» Problem description: Would you show every line from the records that holds "become"?
── Data to examine
PR #222, opened 2018-08-02
Update dependencies to the latest

mestery:


mestery:
I should note that we just merged one of these, but after that one merged and I went back to look at updating to cn-infra v1.4.0, these popped up after running `dep ensure -update`.

PR #236, opened 2018-08-06
Push images to Docker Hub on each merge to master

mestery:
For now, we should push images to Docker Hub each time we merge to master.
Eventually we'll want to do this based on tags or branches, but given the
velocity of development, I think it's prudent to push with each merge.


mestery:
Merging to move this forward, we can change this back to pushing to Docker Hub on tags later.

PR #241, opened 2018-08-07
Fix embarrassing spelling error in Makefile targets

mestery:
This was preventing `docker push` from working for all repositories
because the Makefile targets it was incorrectly trying to run had
.PHONY entries but no actual entries.

*sigh*


fkautz:
If only we had a bot that could automerge... go go gadget auto merge bot!

Barring that, feel free to merge when this passes.

PR #247, opened 2018-08-09
Guidelines for extending NSM

doonhammer:
Signed-off-by: John McDowall <jmcdowall@paloaltonetworks.com>

Draft guidelines for extending NSM and suggestions how to re-organize code layout to make it easier for developers to keep all extensions in a single branch of tree.

### DIFF
--- a/docs/extending-nsm.md
+++ b/docs/extending-nsm.md
@@ -24,12 +24,12 @@ docker-push: add "docker-push-cnf-dataplane"
 
 ## Dockerfile
 
-A new dockerfile is added: networkservicemesh/build/Dockerfile-cnf.dataplane
+A new dockerfile is added: networkservicemesh/build/Dockerfile.cnf-dataplane
 
 
 ## API Directory and Interface Definition
 
-Create a new directory for the cnf-dataplane daemonset CRD interface definition.
+Create a new directory for the cnf-dataplane daemonset API interface definition.
 
 The new directory is: networkservicemesh/pkg/nsm/apis/cnfdataplane
 
@@ -61,7 +61,7 @@ A new file is created in the directory: networkservicemesh/cmd/cnf-dataplane/cnd
 ### DaemonSet YAML File
 To activate the NSM plugin end users need to create a YAML file to deploy the DaemonSet. 
 
-This file should be created: networkservicemesh/conf/sample/vnf-dataplane.yaml
+This file should be created: networkservicemesh/conf/sample/cnf-dataplane.yaml
 
 This will define the DaemonSet to be run in each Pod.
 
--- a/docs/extending-nsm.md
+++ b/docs/extending-nsm.md
@@ -1,0 +1,129 @@
+# Extending Network Service Mesh (NSM)
+
+
+# Introduction
+
+This document is initially aimed at developers looking to extend the NSM with new plugins to provide users with new functionality. It is based on the version of NSM available August 2018 in the [Network Service Mesh Github](https://github.com/ligato/networkservicemesh) Repository. It documents the steps that were used to create the simple-dataplane extension. 
+
+All steps assume the top level directory is networkservicemesh from github.
+
+
+# Development Steps
+
+The development steps are to add a new data plane called cnf-dataplane.
+
+
+## Edit Makefile
+
+The top level Makefile [networkservicemesh/Makefile] to add to the following targets
+
+docker-build: add "docker-build-cnf-dataplane"
+
+docker-push: add "docker-push-cnf-dataplane"
+
+
+## Dockerfile
+
+A new dockerfile is added: networkservicemesh/build/Dockerfile-cnf.dataplane
+
+
+## API Directory and Interface Definition
+
+Create a new directory for the cnf-dataplane daemonset CRD interface definition.
+
+The new directory is: networkservicemesh/pkg/nsm/apis/cnfdataplane
+
+The interface definition file written in Google Protobufs is added to this directory. 
+
+The file will be:  networkservicemesh/pkg/nsm/apis/cnfdataplane/cnfdataplane.proto
+
+The interface definitions must match the go code created for the daemonset.
+
+
+## Documentation
+
+A documentation file should be added to the documentation directory: networkservicemesh/docs.
+
+The suggested naming for the documentation file is:
+
+    networkservicemesh/docs/README-cnfdataplane.md
+
+## DaemonSet Code
+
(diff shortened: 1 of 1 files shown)


docs/extending-nsm.md
```diff
@@ -0,0 +1,129 @@
...
+This document is initially aimed at developers looking to extend the NSM with new plugins to provide users with new functionality. It is based on the version of NSM available August 2018 in the [Network Service Mesh Github](https://github.com/ligato/networkservicemesh) Repository. It documents the steps that were used to create the simple-dataplane extension. 
+
+All steps assume the top level directory is networkservicemesh from github.
+
+
+# Development Steps
+
+The development steps are to add a new data plane called cnf-dataplane.
+
+
```
mestery: It's unclear to me if we need to also create the repository on Docker Hub or if the push will do that automatically. If it's the former, then we should note that one of the NSM maintainers should create the Docker Hub repository before the patch adding `docker push` merges.

docs/extending-nsm.md
```diff
@@ -0,0 +1,129 @@
...
+The top level Makefile [networkservicemesh/Makefile] to add to the following targets
+
+docker-build: add "docker-build-cnf-dataplane"
+
+docker-push: add "docker-push-cnf-dataplane"
+
+
+## Dockerfile
+
+A new dockerfile is added: networkservicemesh/build/Dockerfile-cnf.dataplane
```
mestery: It should be `Dockerfile.cnf-dataplane`

docs/extending-nsm.md
```diff
@@ -0,0 +1,129 @@
...
+
+
+## API Directory and Interface Definition
+
+Create a new directory for the cnf-dataplane daemonset CRD interface definition.
```
mestery: These are not CRDs, so: `s/CRD/API/`

docs/extending-nsm.md
```diff
@@ -0,0 +1,129 @@
...
+A new directory should be created: networkservicemesh/cmd/cnf-dataplane
+
+A new file is created in the directory: networkservicemesh/cmd/cnf-dataplane/cnd-dataplane.go
+
+## YAML Files
+
+### DaemonSet YAML File
+To activate the NSM plugin end users need to create a YAML file to deploy the DaemonSet. 
+
+This file should be created: networkservicemesh/conf/sample/vnf-dataplane.yaml
```
mestery: Typo here: `s/vnf-dataplane/cnf-dataplane/`

docs/extending-nsm.md
```diff
@@ -0,0 +1,129 @@
...
+
+To use the plugin the end user will need to add the following to their Pod Yaml file. Need to provide an example how to integrate into a simple application. The example should include a source and destination Pod that enables network traffic over NSM
+
+**TODO** What is the end user YAML file.
+
+# Proposed Directory Structure
+The current directory structure for adding new plugins is not optimal as files are scattered over multiple parts of the tree. It is suggested that a normalized directory structure is developed to isolate all new plugins in their own tree.
+
+
+A proposed sample tree is shown below:
```
mestery: This tree does not look correct to me. For example, `apis cmd conf` are all top-level and do not fall out from simple-dataplane. Can you correct this?

docs/extending-nsm.md
doonhammer: Yes me neither, this goes to how we want to separate out the "new" plugins developed on top of the base infrastructure. Open to suggestions.

docs/extending-nsm.md
doonhammer: Will fix

docs/extending-nsm.md
doonhammer: Will fix

docs/extending-nsm.md
doonhammer: Will fix

docs/extending-nsm.md
doonhammer: So it does not match the current tree. I am trying to think/propose a new tree that collects all the artifacts for a new plugin into a single branch of the main tree. Adding a new plugin today requires modifications to a lot of places in the main tree. I see this having a few issues:
1. Plugin developers need to edit a lot of different places and possibly make mistakes.
2. Core code could get broken by plugin developers.
3. If we have lots of plugins (hopefully) do I need to build everything and publish to the same container registry? If I develop a GKE specific plugin I just want to publish to GKE, same for AWS etc...

I know this would involve a lot of changes but just trying to think ahead.

docs/extending-nsm.md
mestery: To keep it simple for now, we can store plugins in the `networkservicemesh` namespace on Docker Hub. We can revisit later. /cc @fkautz @edwarnicke @sbezverk

docs/extending-nsm.md
mestery: I see where you're headed, but I'd like to discuss this on the call. I'd almost be leaning to developing the plugin out of tree at this point, because otherwise the directory structure and repository begins to become unwieldy.

doonhammer: Agreed on out of tree - not quite sure how to organize the build for that. If we could create an example and then proposed to the broader community would that be a way to go?

doonhammer:
I created a new repo [msn_template](https://github.com/doonhammer/nsm_template) that creates a new tree for sample code and fills in a lot of the boiler plate code. It reduces the development hopefully to editing the golang and protobuf files. If there was someway to have this (or something like it) in tree and out of tree would become  a developers choice.

docs/extending-nsm.md
```diff
@@ -0,0 +1,129 @@
+# Extending Network Service Mesh (NSM)
```
tfherbert: I wonder if this shouldn't be named Network Service Mesh Developer's Guide or Network Service Mesh Extensions Developer's Guide.

tfherbert: I think I should withdraw this comment but I am still wondering about the scope of this document the example described is a dataplane extension. Will this procedure also apply to any other plugins?

docs/extending-nsm.md
```diff
@@ -0,0 +1,129 @@
...
+
+    networkservicemesh/docs/README-cnfdataplane.md
+
+## DaemonSet Code
+
+This is the core file to implement the networking required for the plugin. It is deployed as a DaemonSet and the NSM infrastructure will call the entry points when a YAML file is deployed that activates the NSM infrastructure.
+
+A new directory should be created: networkservicemesh/cmd/cnf-dataplane
+
+A new file is created in the directory: networkservicemesh/cmd/cnf-dataplane/cnd-dataplane.go
```
tfherbert: Shouldn't this be:
networkservicemesh/cmd/cnf-dataplane/cnf-dataplane.go

PR #258, opened 2018-08-21
Update vendored dependencies

mestery:
According to this blog post [1], Dependabot does support golang with dep,
but it does not quite yet support vendored dependencies. This means it
will update Gopkg.[lock,toml] for us.

In practice, this means when we see a Dependabot PR, someone should pull
it down and manually run `dep ensure -update` to update our vendored
dependencies.

Note that Dependabot is fixing this behavior and hopefully soon we won't
have to do this anymore.

For now, this updates our dependencies after some recent Dependabot PRs.

[1] https://dependabot.com/blog/go-support


ondrej-fabry:
The command `dep ensure -update` actually tries to update all deps to latest possible version. It should be enough for running `dep ensure -v` to sync `Gopkg.lock` with `vendor` folder after dependabot updates it.

mestery:
Closing, will open a new one which only runs `dep ensure` per advice from @ondrej-fabry.

PR #259, opened 2018-08-21
Rename simple-dataplane to test-dataplane

mestery:
To better reflect the reality the in-tree dataplane was merely for testing
purposes in our CI system, rename it to `test-dataplane`. This will hopefully
avoid any confusion around whether or not you should run this anywhere near a
production system (you shouldn't), and what it is used for (it's used for
testing only).


mestery:
@fkautz Per our discussion in IRC yesterday, pushing this out to try and rename it before OSS next week.

PR #293, opened 2018-09-19
Adding NetworkServiceWiring doc

matrohon:


matrohon:
@edwarnicke @mestery @sbezverk this is my understanding of the NSW usage in NSM, please correct me if I'm wrong.

docs/network-service-wiring.md
```diff
@@ -0,0 +1,72 @@
+This document aims at identifying the workflow a network service provider (NSP) would use to manage network services (NS) with some network service wirings (NSW).
+
+The use case is a NSP who wants to provide a gold-network NS, compose by a vpngateway at the begining, and then by a firewall and a vpngateway.
```
edwarnicke: This is a good start, might be useful to have a picture of the intended state (people like pictures :) ).

docs/network-service-wiring.md
```diff
@@ -0,0 +1,72 @@
...
+
+To provide the NS, the NSP will first have to create the NS with the following k8s object creation:
```
edwarnicke: Some section breaks might be helpful to the reader.  For example, you could consider a structure like:

- The Problem the SP is trying to solve
- Step the SP takes to solve it in an NSM world
       - Deploy a Network Service
       - Deploy Network Service Wirings
       - Deploy NSEs
       - Deploy consuming Pods

(not necessarily exactly that, but that kind of thing :) ).

matrohon: ok, but I'd like to be sure about what exact steps the SP will follow, since it will probably have side-effect, as mentioned below, and impact on implementation details (datamodels and NSM components communications at least).

What I try to highlight in this doc is how the NSP can __dynamically__ manage the traffic flow inside the NS.

matrohon:
I've added an alternative section in the latest commit, but I'm not sure this is the good place to talk about alternatvies

edwarnicke:
I think its a great place to *start* the conversation :)

I started writing a bit of a response, and realized it would help if I drew a picture, so hope to get a more detailed response soon.

The net-net is: your solution *is* simpler for the use cases used as examples in this doc (and the slide decks) thus far.  There are some really fun and interesting use cases beyond those that I think you will like that it works less well for.  Thus the need to get those use cases into the light, so we can talk about the tradeoffs :)

PR #327, opened 2018-10-11
WIP Circle CI and Packet.net

platoff:
WIP Circle CI and Packet.net


scripts/travis-integration-tests.sh
```diff
@@ -51,6 +53,7 @@ kubectl() {
 # run_tests returns an error on failure
 run_tests
 exit_code=$?
+delete_k8s_cluster "${TEST_CONTEXT}"
```
mestery: Can you implement delete_k8s_cluster for the other types (dind and minikube)? That way this will continue to work for those as well.

scripts/cluster_common.sh
```diff
@@ -24,9 +24,16 @@ create_k8s_cluster() {
             echo "FATAL: bringing up k8s cluster '${ctx}' not supported"
             exit 255
         }
-        ${cluster_up}
+        . ${cluster_up}
```
mestery: Why is this needed?

scripts/cluster-up-packet.sh
```diff
@@ -0,0 +1,55 @@
...
+CLOUD_DEPLOYMENT_DATA=$(pwd)/.data
+
+docker run \
+  -v ${CLOUD_DEPLOYMENT_DATA}:/cncf/data \
+  --dns 147.75.69.23 --dns 8.8.8.8 \
+  -e NAME=${CLOUD_DEPLOYMENT_NAME} \
+  -e CLOUD=packet    \
+  -e COMMAND=deploy \
+  -e BACKEND=file  \
+  -e PACKET_AUTH_TOKEN=${PACKET_AUTH_TOKEN} \
```
mestery: Maybe add a note that PACKET_AUTH_TOKEN and PACKET_PROJECT_ID are defined in the circle-ci dashboard? May be worth a broader note that these would need to be defined before this could be run by hand.

scripts/cluster_common.sh
platoff: I do not like it... Thinking on this now, basically `cluster_up` may set some variables, which require later, at the moment it's KUBECONFIG, do you think this is a case?

scripts/cluster-up-packet.sh
platoff: Good point will add it

scripts/travis-integration-tests.sh
platoff: It should work for other types, delete_k8s_cluster just call "cluster-down-xxx.sh" script if it's present.

scripts/cluster_common.sh
platoff: For my particular case and to be consistent with everything else I can assume that KUBECONFIG is at default ~/.kube/config location and remove this change

mestery: That makes sense, thanks!

scripts/travis-integration-tests.sh
mestery: I missed that, so you are right, this will work ok. Thanks!

.circleci/config.yml
```diff
@@ -5,10 +5,15 @@ version: 2
...
     steps:
-      - checkout # check out the code in the project directory
-      - run: echo "hello world" # run the `echo` command
+      - checkout
+      - setup_remote_docker
+      - run: sudo apt-get install yamllint shellcheck python3-pkg-resources
+      - run: go install ./vendor/k8s.io/kube-openapi/cmd/openapi-gen
+      - run: make dep-check
+      - run: yamllint -c .yamllint.yml $(git ls-files '*.yaml' '*.yml' | grep -v 'vendor/')
+      - run: make all && ./scripts/travis-integration-tests.sh packet
```
mestery: By doing things in this order, you are building the images in the circleci Docker, and then creating the K8S cluster on packet.net. That will then pull the images from Docker Hub and test against those, not the built images from the PR it's supposed to be testing. We hit the same thing with travis-ci and just merged something to transfer the images between the two systems. But in this case, I wonder if it's better to just build the images in the Docker on packet.net? Either way, this needs to be addressed.

platoff: Currently, travis-ci push every successfully built image to registry... What about to push images always, and pull corresponding image from Docker Hub to use in integration tests?

.circleci/config.yml
```diff
@@ -1,14 +1,49 @@
...
-    docker: # use the docker executor type; machine and macos executors are also supported
-      - image: circleci/golang:1.9
+    <<: *defaults
+    steps:
+      - checkout
+      - setup_remote_docker
+      - run: echo "export COMMIT=${CIRCLE_SHA1::8}" >> $BASH_ENV
+      - run: echo "COMMIT=$COMMIT"
+      - run: go install ./vendor/k8s.io/kube-openapi/cmd/openapi-gen
+      - run: make verify docker-build docker-push
```
mestery: @platoff Lets not do the docker push from here just yet, first lets get the build working, and then lets decide when we want to shift docker push to here instead of the travis build. Otherwise we'll be pushing twice, but also lets figure out if we want to do docker push from this build or from travis-ci.

platoff: The last step I need to implement is to make freshly built images available on deployed k8s cluster. I want to make them available via docker hub, e.g. push freshly built images and let k8s pull them for integration tests. There should not be conflicts with Travis. Travis push images tagged as below:

```
if [ "${TRAVIS_PULL_REQUEST}" == "false" ]; then export TAG=`if [ "${TRAVIS_BRANCH}" == "master" ]; then echo "latest"; else echo ${TRAVIS_BRANCH}; fi` && make docker-push ; fi
```

I can provide CircleCI's generated tags which would not affect existing infrastructure and do not break anything. Thoughts?

platoff: @mestery Obviously, there are other ways to make freshly build images available on cluster deployed in the cloud, but I believe this way is most portable (consider deployment to GKE, etc where we can't potentially ssh into, or may have problems build docker images and/or make them available to a node). As for tagging, Circle CI will not use `latest` as well as we can use bytes 8-16 of commit sha not to interfere with travis, which use bytes 0-8

edwarnicke: My thoughts are: on the plus side, pushing the images to somewhere like docker hub with a CircleCI generated tag would allow us to pull them from not only Packet, but also from other cloud provides like AWS/GCE/Azure etc as we get them up and online.

@mestery What are your thoughts on @platoff 's idea?

mestery: Guys, my point is Travis-ci is already doing the push, and we need to coordinate this while we transition. The other thought is we have the packet.net stuff use the Travis artifacts for now. But clearly coordination and how we want to use both packet.net and Travis is needed before this is merged.

fkautz:
My preference would be for PRs to push to a private repo with a tag and merged patches in master push to a public repo once it passes CI.

fkautz:
I'll spend some time to help provide better guidance on this today (Saturday).

fkautz:
Ok instead of a private repo, let's have two public repos on docker. First is for CI, all CI images go there.

Second is for releases which is the official one. We can push latest master and stable there, keeps it unpolluted.

.circleci/config.yml
```diff
@@ -1,14 +1,76 @@
...
-    docker: # use the docker executor type; machine and macos executors are also supported
-      - image: circleci/golang:1.9
+  sanity-check:
+    working_directory: /go/src/github.com/ligato/networkservicemesh
+    docker:
+      - image: circleci/golang:1.10
+    steps:
+      - checkout
+      - run: sudo apt-get install yamllint shellcheck python3-pkg-resources
+      - run: yamllint -c .yamllint.yml $(git ls-files '*.yaml' '*.yml' | grep -v 'vendor/')
```
mestery: If these sanity-checks fail, does the build itself fail as well and stop here? I assume it does, just making sure, because this is the behavior we will want.

scripts/travis-integration-tests.sh
```diff
@@ -19,15 +19,35 @@ set -xe
...
+
+export K8S_DEPLOYMENT_NAME
+export K8S_DEPLOYMENT_DATA
+
 KUBECTL_VERSION=v1.11.3
 
 # Install kubectl
 curl -Lo kubectl https://storage.googleapis.com/kubernetes-release/release/"${KUBECTL_VERSION}"/bin/linux/amd64/kubectl && \
-	chmod +x "kubectl" && sudo mv "kubectl" /usr/local/bin/
+ 	chmod +x "kubectl" && sudo mv "kubectl" /usr/local/bin/
```
mestery: Is this a spurious change?

scripts/travis-integration-tests.sh
```diff
@@ -19,15 +19,35 @@ set -xe
 
 # Default kubernetes context - if it's "dind" or "minikube" will
 # try to bring up a local (dockerized) cluster
+# Other kubernetes contexts like "packet", "aws", etc will bring
+# up a cluster in the cloud
+#
+# For cloud deployments, cloud-specific environment variables
+# must be set as below:
+#
+# Packet.net:
```
mestery: Maybe remove these here since this fail appears to be for travis-ci?

scripts/ci-cluster-provision.sh
```diff
@@ -0,0 +1,23 @@
+#!/bin/bash
```
mestery: When does this file get called? Is this called from the cross-cloud-ci scripts itself somehow?

scripts/ci-cluster-provision.sh
```diff
@@ -0,0 +1,23 @@
...
+# WITHOUT WARRANTIES OR CONDITIONS OF ANY KIND, either express or implied.
+# See the License for the specific language governing permissions and
+# limitations under the License.
+
+# This is a wrapper for cross-cloud's provision.sh
+# targeted to use in Circle CI environment
+
+export TF_VAR_packet_project_id="${PACKET_PROJECT_ID}"
+pushd /cncf
+./provision.sh "$1" nsm-ci-"${CIRCLE_WORKFLOW_ID:0:8}" file
```
mestery: Does this imply that we have a maximum of 8 concurrent clusters to test against?

mestery:
@platoff I've exported the following variables in the circle-ci config:

```
DOCKER_EMAIL
DOCKER_USERNAME
DOCKER_PASSWORD
```

scripts/ci-packet-deploy.sh
```diff
@@ -0,0 +1,54 @@
...
+# WITHOUT WARRANTIES OR CONDITIONS OF ANY KIND, either express or implied.
+# See the License for the specific language governing permissions and
+# limitations under the License.
+#
+# The purpose of the script is to deploy k8s cluster in the packet.net
+# PACKET_AUTH_TOKEN and PACKET_PROJECT_ID MUST be provided externally
+
+K8S_DEPLOYMENT_NAME=nsm-ci-"$CIRCLE_BUILD_NUM"
+
+docker run \
```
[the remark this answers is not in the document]
sbezverk: Right, currently multinode functionality is not developed, well it is not even designed as we do not have yet multinode api. For now a single node cluster is the only working and tested scenario.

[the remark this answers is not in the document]
platoff: Currently, we're using the default cross-cloud ci configuration, which is 3 master, 1 worker node set up.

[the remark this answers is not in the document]
edwarnicke: @mestery The other option would be to simply pin the NSE and NSC to the same node for the moment.  Likely simpler than hacking at the Cross Cloud CI scripts.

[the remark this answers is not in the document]
edwarnicke: @mestery Also... pinning the NSE and NSC to the same node would make it simpler when we start testing for multi-node, because then the Packet.net CI stuff doesn't have to change.  Should make things simpler for the folks implementing and testing the multi-node functionality as they don't have to understand how to change the Packet.net CI to get more than one worker node.

Another possibility might be to simply taint 2 of the three workers... lots of ways to approach the issue :)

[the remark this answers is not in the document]
edwarnicke: @mestery And I just read @platoff 's comments and felt silly at commenting on a current non-issue ;)

mestery:
@platoff Notice that shellcheck has an error when running on circle-ci, see [here](https://circleci.com/gh/ligato/networkservicemesh/193?utm_campaign=vcs-integration-link&utm_medium=referral&utm_source=github-build-link) for an example of this failure.

This appears to be caused by a newer shellcheck and an older Linux kernel. See [this issue](https://github.com/koalaman/shellcheck/issues/785) for an example of this.

I opened #345 to track this issue.

.circleci/config.yml
```diff
@@ -1,14 +1,76 @@
...
     working_directory: /go/src/github.com/ligato/networkservicemesh
+    docker:
+      - image: circleci/golang:1.10
+    steps:
+      - checkout
+      - setup_remote_docker
+      - run: go install ./vendor/k8s.io/kube-openapi/cmd/openapi-gen
+      - run: make verify docker-build
 
+  packet-deploy:
```
mestery: I looked at the circle-ci dashboard, and it might be good to dump some information on the Kubernetes cluster after it's deployed. Since we do not have access to the logs after this run is done, the more information we can save here the easier it will be to debug these. For example, the items we collect after the integration tests [here](https://github.com/ligato/networkservicemesh/blob/master/scripts/integration-tests.sh#L138) would be useful. And it's worth collecting that information after deploy in case the deploy itself fails somehow.

I'm fine with an issue being opened and this being fixed after this merges however.

edwarnicke: Yeah, dumping K8s logs to CircleCI, particular on failure is going to be huge for debuggability :)

.travis-disable.yml
```diff
@@ -28,7 +28,7 @@ script:
 
 # We only want to push docker images on a push to master, not a pull request
 after_success:
-  - if [ "${TRAVIS_PULL_REQUEST}" == "false" ]; then export TAG=`if [ "${TRAVIS_BRANCH}" == "master" ]; then echo "latest"; else echo ${TRAVIS_BRANCH}; fi` && make docker-push ; fi
+  - if [ "${TRAVIS_PULL_REQUEST}" == "false" ]; then export TAG=`if [ "${TRAVIS_BRANCH}" == "master" ]; then echo "latest"; else echo ${TRAVIS_BRANCH}; fi` && export BUILD_TAG=travis-"${TRAVIS_BUILD_NUMBER}" && make docker-push ; fi
```
mestery: Love this! <3

.circleci/config.yml
platoff: Yes, if sanity-check fail the build itself will fail and stop here.

mestery:
@platoff This is looking pretty good! I suggest a rebase and we can pretty much merge this and then fix any issues.

I do have one question: Is there some sort of limit around how many concurrent deploys into packet.net we can have, and if so, is that set somewhere? I only wonder about a "denial-of-service" attack on packet.net via our CI infra here.

.circleci/config.yml
platoff: circle-ci run same integration-tests.sh script and will collect same logs after integration tests run. Going to add some log collection on deploy phase as well.

platoff:
@mestery There is no any kind of limit of concurrent builds in CI code, hope we have some limits with Packet.net account that would prevent denial-of-service, also is there any way to limit concurrent executions at CircleCI level?

edwarnicke:
@platoff CircleCI has a limit on the number of free executors that can run concurrently.  That should effectively avoid a serious DOS attack :)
────
» Exercise result:
mestery: I see where you're headed, but I'd like to discuss this on the call. I'd almost be leaning to developing the plugin out of tree at this point, because otherwise the directory structure and repository begins to become unwieldy.
I created a new repo [msn_template](https://github.com/doonhammer/nsm_template) that creates a new tree for sample code and fills in a lot of the boiler plate code. It reduces the development hopefully to editing the golang and protobuf files. If there was someway to have this (or something like it) in tree and out of tree would become  a developers choice.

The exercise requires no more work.